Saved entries

_ _ _ _

PR #4620, opened 2022-05-17
fix: partition null column serialisation

### LINKED ISSUE #4272: Invalid data observed in write buffer
The ingester in NG is observing `WriteBufferErrorKind::InvalidData` errors reading from the kafka stream and dropping the message.

A quick logs scan shows:

```
level=error msg="unable to deserialise dml operation" error="WriteBufferError(InvalidData): failed to decode database batch: column with no values: ingestId" kafka_topic=iox-shared kafka_partition=10 potential_data_loss=true target="ingester::stream_handler::handler" location="ingester/src/stream_handler/handler.rs:230" time=1649682432928789433
```

repeating infrequently. Later:

```
level=error msg="unable to deserialise dml operation" error="WriteBufferError(InvalidData): failed to decode database batch: column with no values: f1v" kafka_topic=iox-shared kafka_partition=10 potential_data_loss=true target="ingester::stream_handler::handler" location="ingester/src/stream_handler/handler.rs:230" time=1649683885431231728
level=error msg="unable to deserialise dml operation" error="WriteBufferError(InvalidData): failed to decode database batch: column with no values: rpwr" kafka_topic=iox-shared kafka_partition=10 potential_data_loss=true target="ingester::stream_handler::handler" location="ingester/src/stream_handler/handler.rs:230" time=1649683885431400464
```

And:

```
level=error msg="unable to deserialise dml operation" error="WriteBufferError(InvalidData): failed to decode database batch: column with no values: f4l" kafka_topic=iox-shared kafka_partition=10 potential_data_loss=true target="ingester::stream_handler::handler" location="ingester/src/stream_handler/handler.rs:230" time=1649685303878728023
```

domodwyer:
As mentioned in slack, this is a "quick fix" for #4272.

The commit message explains the problem and implemented fix, but there are a few notable points:

1. The proto wire format allows a column to contain values of many types at the same time, as it is [expressed as a record/struct][proto] of all available types, rather than an enumeration which would constrain the wire format to match the semantics of the system internals - a record batch column can have only one type, but our wire protocol column can have many types.

2. Because we do not differentiate between NULL and "empty"/"zero value" in the proto messages, the current message is ambiguous - I don't think conflating zero values with NULL is the right strategy, and explicit NULLs would have prevented this bug. Fundamentally 0 != NULL when processing data.

3. Partitioning can yield a record batch that contains a column composed entirely of NULLs - should this column even exist in the resulting partitioned record batch? The overhead of keeping it around is low (effectively just a bitmap of N rows and some fixed, low cost memory overhead) but semantically it seems incorrect: if the original LP input was sent line-by-line, the NULL column would never have been created in the partition - it's an artefact born from the interaction of batching+partitioning.

## Suggestions / discussion points:

1. Make a breaking change to the wire encoding by swapping the `Column` [`Values`][proto] type to use [`Oneof`][oneof]. 

This would cause our wire proto to match the semantics of record batches - a column can have only one type, and it is specified even if no values are serialised.

We can probably do this gracefully by encoding the "message codec version" as a header in the kafka message, where the new version sends something like `version=2`, and defaulting to the current codec if the header is not specified during changeover. Or we can do a hard cutover which would be less faff.

2. Don't allow the partitioner to construct partitions composed of entirely NULL columns.

If the user sent two LP lines as a single batch:

```
cpu A=1 <day 1 timestmap>
cpu B=2 <day 2 timestamp>
```

This leads to the partitioned batch containing A also having an entirely NULL column B, and vice-versa, but if the lines were sent one-at-a-time, the "ghost column" B would never have been created. This seems semantically incorrect, but this is a more in-depth change to the partitioner / writer. It also means encoding/decoding to the wire protocol is lossy/not round-trippable, which can be a further source of confusion and inconsistencies, and makes me uncomfortable!  

I'm happy to take this up if it's what we decide, but it would be a low priority in my backlog of work.

Fixes #4272.

[proto]:https://github.com/influxdata/influxdb_iox/blob/1dc6d6deda83ee0583f90682ed1732bdbc8a5efa/generated_types/protos/influxdata/pbdata/v1/influxdb_pb_data_protocol.proto#L79-L88
[oneof]: https://developers.google.com/protocol-buffers/docs/proto3#oneof

---

* feat: is all set/unset BitSet query methods (f5753d7ea)

      Adds is_all_set() and is_all_unset() methods to the BitSet, to query the state
      of all bits in the bitmap.

* fix(pb): encoding entirely NULL columns (#4272) (1dc6d6ded)

      This commit changes the protobuf record batch encoding to skip entirely NULL
      columns when serialising. This prevents the deserialisation from erroring due
      to a column type inference failure.

      Prior to this commit, when the system was presented a record batch such as
      this:

                 | time       | A    | B    |
                 | ---------- | ---- | ---- |
                 | 1970-01-01 | 1    | NULL |
                 | 1970-07-05 | NULL | 1    |

      Which would be partitioned by YMD into two separate partitions:

                 | time       | A    | B    |
                 | ---------- | ---- | ---- |
                 | 1970-01-01 | 1    | NULL |

      and:

                 | time       | A    | B    |
                 | ---------- | ---- | ---- |
                 | 1970-07-05 | NULL | 1    |

      Both partitions would contain an entirely NULL column.

      Both of these partitioned record batches would be successfully encoded, but
      decoding the partition fails due to the inability to infer a column type from
      the serialised format which contains no values, which on the wire, looks like:

                 Column {
                     column_name: "B",
                     semantic_type: Field,
                     values: Some(
                         Values {
                             i64_values: [],
                             f64_values: [],
                             u64_values: [],
                             string_values: [],
                             bool_values: [],
                             bytes_values: [],
                             packed_string_values: None,
                             interned_string_values: None,
                         },
                     ),
                     null_mask: [
                         1,
                     ],
                 },

      In a column that is not entirely NULL, one of the "Values" fields would be
      non-empty, and the decoder would use this to infer the type of the column.

      Because we have chosen to not differentiate between "NULL" and "empty" in our
      proto encoding, the decoder cannot infer which field within the
      "Values" struct the column belongs to - all are valid, but empty.

      This commit prevents this type inference failure by skipping any columns that
      are entirely NULL during serialisation, preventing the deserialiser from
      having to process columns with ambiguous types.

### DIFF
--- a/arrow_util/src/bitset.rs
+++ b/arrow_util/src/bitset.rs
@@ -196,6 +196,36 @@ impl BitSet {
     pub fn bytes(&self) -> &[u8] {
         &self.buffer
     }
+
+    /// Return `true` if all bits in the [`BitSet`] are currently set.
+    pub fn is_all_set(&self) -> bool {
+        // An empty bitmap has no set bits.
+        if self.len == 0 {
+            return false;
+        }
+
+        // Check all the bytes in the bitmap that have all their bits considered
+        // part of the bit set.
+        let full_blocks = (self.len / 8).saturating_sub(1);
+        if !self.buffer.iter().take(full_blocks).all(|&v| v == u8::MAX) {
+            return false;
+        }
+
+        // Check the last byte of the bitmap that may only be partially part of
+        // the bit set, and therefore need masking to check only the relevant
+        // bits.
+        let mask = match self.len % 8 {
+            1..=8 => !(0xFF << (self.len % 8)), // LSB mask
+            0 => 0xFF,
+            _ => unreachable!(),
+        };
+        *self.buffer.last().unwrap() == mask
+    }
+
+    /// Return `true` if all bits in the [`BitSet`] are currently unset.
+    pub fn is_all_unset(&self) -> bool {
+        self.buffer.iter().all(|&v| v == 0)
+    }
 }
 
 /// Returns an iterator over set bit positions in increasing order
@@ -480,5 +510,78 @@ mod tests {
 
         v.get(5);
         v.set(5);
+    }
+
+    #[test]
+    fn test_all_set_unset() {
+        for i in 1..100 {
+            let mut v = BitSet::new();
+            v.append_set(i);
+            assert!(v.is_all_set());
+            assert!(!v.is_all_unset());
+        }
+    }
+
+    #[test]
+    fn test_all_set_unset_multi_byte() {
+        let mut v = BitSet::new();
+
+        // Bitmap is composed of entirely set bits.
+        v.append_set(100);
+        assert!(v.is_all_set());
+        assert!(!v.is_all_unset());
+
+        // Now the bitmap is neither composed of entirely set, nor entirely
+        // unset bits.
+        v.append_unset(1);
+        assert!(!v.is_all_set());
+        assert!(!v.is_all_unset());
+
+        let mut v = BitSet::new();
+
+        // Bitmap is composed of entirely unset bits.
+        v.append_unset(100);
+        assert!(!v.is_all_set());
+        assert!(v.is_all_unset());
+
+        // And once again, it is neither all set, nor all unset.
+        v.append_set(1);
+        assert!(!v.is_all_set());
+        assert!(!v.is_all_unset());
+    }
+
+    #[test]
+    fn test_all_set_unset_single_byte() {
+        let mut v = BitSet::new();
+
+        // Bitmap is composed of entirely set bits.
+        v.append_set(2);
+        assert!(v.is_all_set());
+        assert!(!v.is_all_unset());
+
+        // Now the bitmap is neither composed of entirely set, nor entirely
+        // unset bits.
+        v.append_unset(1);
+        assert!(!v.is_all_set());
+        assert!(!v.is_all_unset());
+
+        let mut v = BitSet::new();
+
+        // Bitmap is composed of entirely unset bits.
+        v.append_unset(2);
+        assert!(!v.is_all_set());
+        assert!(v.is_all_unset());
+
+        // And once again, it is neither all set, nor all unset.
+        v.append_set(1);
+        assert!(!v.is_all_set());
+        assert!(!v.is_all_unset());
+    }
+
+    #[test]
+    fn test_all_set_unset_empty() {
+        let v = BitSet::new();
+        assert!(!v.is_all_set());
+        assert!(v.is_all_unset());
     }
 }
--- a/mutable_batch_pb/tests/encode.rs
+++ b/mutable_batch_pb/tests/encode.rs
@@ -1,5 +1,6 @@
 use arrow_util::assert_batches_eq;
-use mutable_batch::MutableBatch;
+use data_types::{PartitionTemplate, TemplatePart};
+use mutable_batch::{writer::Writer, MutableBatch, PartitionWrite, WritePayload};
 use mutable_batch_pb::{decode::write_table_batch, encode::encode_batch};
 use schema::selection::Selection;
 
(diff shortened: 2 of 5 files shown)


mkmik:
I like both (1) (switch to oneof) and (2) avoid sending unnecessary null columns as part of the partition-aware batcher.

> We can probably do this gracefully by encoding the "message codec version" as a header in the kafka message, where the new version sends something like version=2, and defaulting to the current codec if the header is not specified during changeover. Or we can do a hard cutover which would be less faff.

or we can do without an explicit version field, and put both the current fields and the new oneof block in the same message and some logic to convert old messages in the new format right after parse (and then drop this adapter code after a month)

arrow_util/src/bitset.rs
```diff
@@ -192,6 +192,32 @@ impl BitSet {
...
+        let full_blocks = (self.len / 8).saturating_sub(1);
+        if !self.buffer.iter().take(full_blocks).all(|&v| v == u8::MAX) {
+            return false;
+        }
+
+        // Check the last byte of the bitmap that may only be partially part of
+        // the bit set, and therefore need masking to check only the relevant
+        // bits.
+        let mask = (1 << (self.len % 8)) - 1; // LSB mask
+        self.buffer[self.buffer.len().saturating_sub(1)] == u8::MAX & mask
```
mkmik, line 214: no need and with u8::MAX since `self.len % 8` is  `< 8`

```suggestion
        self.buffer.last.unwrap() == (1 << (self.len % 8)) - 1;
```

arrow_util/src/bitset.rs
```diff
@@ -192,6 +192,32 @@ impl BitSet {
...
+    }
+
+    /// Return `true` if all bits in the [`BitSet`] are currently unset.
+    pub fn is_all_unset(&self) -> bool {
+        self.buffer.iter().all(|&v| v == 0)
```
alamb, line 219: Should this also mask off the last byte (as in if the `BitSet` length is 4, can the last byte be `0b10000000` for example?

mkmik (approved):
looks good to me

(minor bikeshedding comment notwithstanding)

mutable_batch_pb/tests/encode.rs
```diff
@@ -36,3 +37,141 @@ fn test_encode_decode() {
...
+    write_table_batch(&mut batch, &encoded).unwrap();
+
+    let expected = &[
+        "+---+--------------------------------+",
+        "| A | time                           |",
+        "+---+--------------------------------+",
+        "| 1 | 1970-01-01T00:00:00.000000160Z |",
+        "+---+--------------------------------+",
+    ];
+    assert_batches_eq!(expected, &[batch.to_arrow(Selection::All).unwrap()]);
```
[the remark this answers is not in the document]
alamb: What do you mean "disappear"? This seems correct and consistent to me

mutable_batch_pb/tests/encode.rs
```diff
@@ -36,3 +37,141 @@ fn test_encode_decode() {
...
+//
+//    | time       | A    | B    |
+//    | ---------- | ---- | ---- |
+//    | 1970-07-05 | NULL | 1    |
+//
+// In both partitions, one column is composed entirely of NULL values.
+//
+// Encoding each of these partitions succeeds, but decoding the partition fails
+// due to the inability to infer a column type from the serialised format which
+// contains no values:
```
alamb, line 72:
```suggestion
// Encoding each of these partitions succeeds, but decoding the partition could
// fail if the all NULL column was included, duue to the inability to infer a column 
// type from the serialised format which contains no values:
```

alamb (approved):
1. I think the approach of skipping entirely NULL columns when encoding is a good strategy. 👍 

As for my thoughts discussion topics:

# Nicest Invariant 
I think the invariant that the  data in the ingester partitions is the same (e.g. columns in a partition) are the same if the line protocol is fed in one line at a time or multiple lines at a time is the easiest to reason about and makes the most sense.

It seems like this PR changes the code to actually ensure this is the case. 

# Specific comments on questions in PR description

> Make a breaking change to the wire encoding by swapping the Column

This is what I would suggest if it makes encoding/decoding simpler for column based clients. However, I think encoding all NULL columns isn't a great idea in general when converting from line protocol (because as you have noted there is no corresponding line protocol representation of such columns)

> This leads to the partitioned batch containing A also having an entirely NULL column B, and vice-versa, but if the lines were sent one-at-a-time, the "ghost column" B would never have been created.

I don't understand this comment. Column `B` would get created, just not in all partitions, which is what I think would happen if you fed this data in one line at a time


cc @tustvold  -- it would if you could review this code (especially the `BitSet` changes) , even if it is after merge

mutable_batch_pb/tests/encode.rs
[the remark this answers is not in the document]
domodwyer: If you were to iterate over the columns in `batch`, you would observe `time`, `A` and column `B` - this differs from the rendered output, as `B` is all NULL. I'm just referring to the

domodwyer:
> I don't understand this comment. Column B would get created, just not in all partitions, which is what I think would happen if you fed this data in one line at a time

This is true if the record batch passes across the API boundary - that is, if we serialise it to protobuf in the router and send it to the ingester. It is a property of the _encoding_ and not of the data structures within the system.

If the batch were never to be serialised to protobuf (i.e. different serialisation format, sent as flight record batch response(?), or simply never transmitted across an API boundary) then column `B` would still exist in the partition. Put another way, if the all-in-one mode skipped serialising messages to proto and passed batches through a channel to the "ingester" side instead, column `B` would never be cleaned up and would make it's way into parquet files.

I guess I'm saying it would be nice if not having entirely NULL columns in a record batch was a property of the data structures, rather than relying on it as a side effect of passing through encoding.

arrow_util/src/bitset.rs
domodwyer: Good point - I originally had this check before the "full bytes" check, but moved it to the end to maintain a linear memory access and didn't change the masking 👍

arrow_util/src/bitset.rs
alamb: The reasoning I believe is to be compatible with the arrow bitset (aka use the same underlying format as the arrow validity bitmap)

At the time @tustvold  created this code I think the idea of reusing what was in Arrow was not feasible (due to API or something)

alamb:
> I guess I'm saying it would be nice if not having entirely NULL columns in a record batch was a property of the data structures, rather than relying on it as a side effect of passing through encoding.

Got it -- I think the core impedence mismatch is mapping line protocol to a tabular representation.  Specifically, it is not possible to have "an all null column" in line protocol but it is possible to have such a column in a tabular representation. So somewhere we'll have to deal with the discremancy.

_ _ _ _

WHAT THIS TASK INVOLVES
Find every line in the records that contains the word "inability"; copy those lines.

TASK ANSWER
      decoding the partition fails due to the inability to infer a column type from
+// due to the inability to infer a column type from the serialised format which
// fail if the all NULL column was included, duue to the inability to infer a column 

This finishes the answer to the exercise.